Ok, I’m going to be really honest. This sugar cookie recipe is definitely more labor intensive than my usual one bowl, 30-minute, quick kind of thing. Refrigerating dough, rolling out dough, icing cookies… there’s just no getting around it. But they are a fun project for kiddos AND I think they’re pretty tasty, if I do say so myself! And sometimes you just need an excuse to use all those cookies cutters you have buried in your cabinets, you know?
Also, if you just can’t deal with the whole process, you can go the easy route. Just pinch off the dough and roll into balls. Place balls of dough on a cookie sheet lined with parchment, then flatten the dough with the bottom of a glass. Cookies will be about 1/2 inch thick. Then just bake for a bit longer for a total of about 12-15 minutes. Let them cool then top with icing and sprinkles. They look just like those iced sugar cookies you see at every grocery store for every holiday, I swear! They are SO yummy.

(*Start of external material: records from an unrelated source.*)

PR #630, opened 2022-05-13
[IMP] udes_stock_picking_batch: Recompute state after action done

LoKKeR96:
This fixes the test for the backordering logic where the batch state
is not being updated after the picking is done.

User-story: x1800

### DIFF
--- a/addons/udes_stock_picking_batch/models/stock_picking.py
+++ b/addons/udes_stock_picking_batch/models/stock_picking.py
@@ -52,11 +52,21 @@ class StockPicking(models.Model):
 
     def action_assign(self):
         """
-        Recompute batch state. In theory this is not necessary
+        Ensure the batch state is recomputed. In theory this is not necessary
         but the constraint on state has not proven to work correctly.
         """
-        super().action_assign()
+        res = super().action_assign()
         self.batch_id._compute_state()
+        return res
+
+    def _action_done(self):
+        """
+        Ensure the batch state is recomputed. In theory this is not necessary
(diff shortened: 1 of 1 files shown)


PeterAlabaster (approved):

addons/udes_stock_picking_batch/models/stock_picking.py
```diff
@@ -52,12 +52,20 @@ def _trigger_batch_state_recompute(self):
...
         """
         super().action_assign()
         self.batch_id._compute_state()
 
+    def _action_done(self):
+        """
+        Ensure the batch state is recomputed. In theory this is not necessary
+        but the constraint on state has not proven to work correctly.
+        """
+        super()._action_done()
```
armandcela, line 66:
```suggestion
        res = super()._action_done()
```

addons/udes_stock_picking_batch/models/stock_picking.py
```diff
@@ -52,12 +52,20 @@ def _trigger_batch_state_recompute(self):
...
+        self.batch_id._compute_state()
+
```
armandcela, line 68: Add a line: `return res` at the end. The reason is because the core function is returning True at the end and not sure if somewhere is needed the value that returns. I think its a good practice to return it even when the code method doesnt return anything

LoKKeR96: Thanks, I overlooked this.

armandcela (approved):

Grain Free Cut Out Sugar Cookies

Ingredients
Sugar Cookies
- 1/2 cup butter, softened (or 1 stick)
- ⅔ cup organic sugar
- 1 egg
- ½ tsp vanilla
- 2 cups almond flour
- 2/3 cup arrowroot flour more for rolling
- 2/3 cup tapioca flour more for rolling
- 1/4 tsp salt
Icing
- 2-4 tbsp butter, softened
- ½-1 cup powdered sugar
- Dash vanilla
- Food coloring
- Sprinkles
Instructions
Sugar Cookies
- Preheat oven to 350°.
- Cream the butter and sugar together with a mixer.
- Add egg and vanilla and mix.
- Add in almond flour, arrowroot, tapioca, and salt. Use mixer on high speed until dough forms.
- Knead dough (it will be a bit sticky, you can use a bit of arrowroot or tapioca flour to help) and separate into two balls. Place back in mixing bowl, cover with plastic wrap or towel, then put in refrigerator for at least an hour.
- Take dough out of refrigerator. Place either arrowroot or tapioca flour on parchment paper placed on cookie sheet.
- Roll out dough to about 1/4 inch thickness. Use cookie cutters to cut out shapes directly on parchment paper so you do not need to transfer them to cookie sheet.
- Place cookies in oven and bake for about 8-10 minutes. Cookies will be slightly brown around edges.
Icing
- Melt 2 tbsp. of butter till very soft but not liquid.
- Add dash of vanilla and ½ cup of powdered sugar. Mix with a fork until smooth.
- Add food coloring of choice and mix until color is even.
- Use spreader or small knife to spread icing on cooled cookies.
- Add sprinkles or any topping of choice. Let sit for a few minutes until icing slightly hardens up.
- FYI, each batch of icing should decorate about 12 cookies.
- ENJOY!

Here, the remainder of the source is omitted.